One of the unsung wonders of the modern world is the Internet Archive, especially its astonishing "Wayback Machine."
I had fresh occasion to marvel at the power of this tool when I was looking for something that I thought I remembered writing, not that long ago, and in the process ran across a complimentary blog post concerning another article from (pardon the expression) way back in 2002. I wondered what I’d written that someone had liked that much.
Of course, the link to that article was no longer valid — since the content hosting arrangements of that publication have gone through several upheavals since that time — but I went to the Wayback Machine and simply pasted in the URL. A few seconds later, I had my choice of multiple archive snapshots that had captured the original content, even preserving the links to other contemporaneous material that the archive had also retained. I didn’t even need to supply the original publication date.
That’s a neat hack that never loses its charm — and I value it all the more for my inside knowledge of how the trick gets done. It was an interesting coincidence, though, that this happened on the same day that I noted a story about Composite Software’s new "Composite Discovery" appliance, a combined hardware/software package aimed at giving people faster access to more relevant information.

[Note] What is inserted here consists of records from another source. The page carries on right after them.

PR #766, opened 2023-12-09
[#704] Add script to automatically fix node corruption

### LINKED ISSUE #704: Fix node storage corruption automatically

`octez-node` can sometime exit with leaving a corrupted state on disk, which happens more frequently if it's interrupted abruptly.

The node can sometimes fix the state by itself, but it can also fail to do so, preventing it from starting.

This affects also nodes launched with our `systemd` services, which can fail to start for this reason.

It should be possible to automatically detect the failure of the node to fix its corrupted state and consequently perform a cleanup of the node storage and a re-sync of it.

# Acceptance criteria

When our `tezos-node` service is started with a corrupted state that `octez-node` cannot fix by itself, then the service fixes it instead.

PruStephan:
## Description
Add script that performs the following: 
* Cheks if node logs contain record of corruption
* Removes the node dir
* Loads relevant snapshot to temporary dir
* imports it

## Related issue(s)

Resolves #704 

  can be successfully built.


baking/src/tezos_baking/restore_from_corruption.py
```diff
@@ -0,0 +1,104 @@
...
+    if not reinstallation_result.returncode:
+        print("Recovery from corruption was successfull")
+    else:
+        print("Recovery from corruption failed. Manual restoration is required")
+
+
+def main():
+    is_corrupted = check_node_corruption()
+    is_baking_installed = (
+        b"tezos-baking" in get_proc_output("which octez-baking").stdout
```
DMozhevitin, line 73: 1. There is no `octez-baking` package, but `tezos-baking`.`octez-*` is about binaries from [tezos/tezos](https://gitlab.com/tezos/tezos) that we build and provide via `tezos-*` packages (i.e. installing `tezos-node` **package** via `sudo apt-get install tezos-node` installs `octez-node` **binary**). But apart from that, `tezos-baking` is a special case, since there is no such binary as `octez-baking`, it's rather set of `systemd` services and other things that are used together with `octez` binaries.

2. `which` command searches the path of executable. Considering words above, it can't be used for checking the presence of `tezos-baking` package in the system, since this package isn't an executable.

So we need to use another approach to checking whether `tezos-baking` is installed. The first thing that comes to mind is `apt list --installed | grep tezos-baking`, but I'm pretty sure that there are better alternatives

DMozhevitin (changes requested):
The restoration logic looks ok overall, so it seems that you're moving in the right direction, although I have some comments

The following language in the product announcement especially caught my eye: "Currently, managers spend an average of two hours per day looking
for information, with nearly half of the information, once found, to be
useless… According to Framingham,
Mass.-based industry analyst firm IDC, enterprise data is growing by a
factor of ten every five years, or at a compound annual growth rate of
nearly 60 percent… Further, business executives are often unable to access the information
in a form that is useful to them."
I don’t doubt any of these statements for a moment, but I wonder if the most powerful tool for improving the relevance of content retrieval is always going to be the human mind rather than any formal algorithm.
My all-time favorite anecdote of data mining concerns the spaceflight engineers who were researching possible landing sites for the Space Shuttle if it failed to reach orbit. The characteristics of a particular isolated island, it turned out, were documented in the records of a 19th-century ornithological expedition that noted (among other things) the merits of the island as a landmark easily seen from near-orbital altitude.
No, of course the information wasn’t labeled as such, but data like the island’s deposits of guano (bright white) and the sheer cliffs all around the island (size doesn’t change with the tides) were highly relevant. It wasn’t an algorithm, though, that yielded this information, but the associative wetware of a librarian.
Similar powers of retrieval, I suggest, are also to be found in Salesforce Content, which does all the things that users have been promised for years: associative search, freedom from folder hierarchies, automatic versioning and version/comment subscription — a lot of good stuff that has somehow failed to find its way to user desktops despite more than a decade of heavily hyped promises.
Data mining in an appliance is seriously cool, but data mining in the cloud — spanning both virtual space and the additional dimension of time — is the kind of thing that will ultimately define the true value of the Web.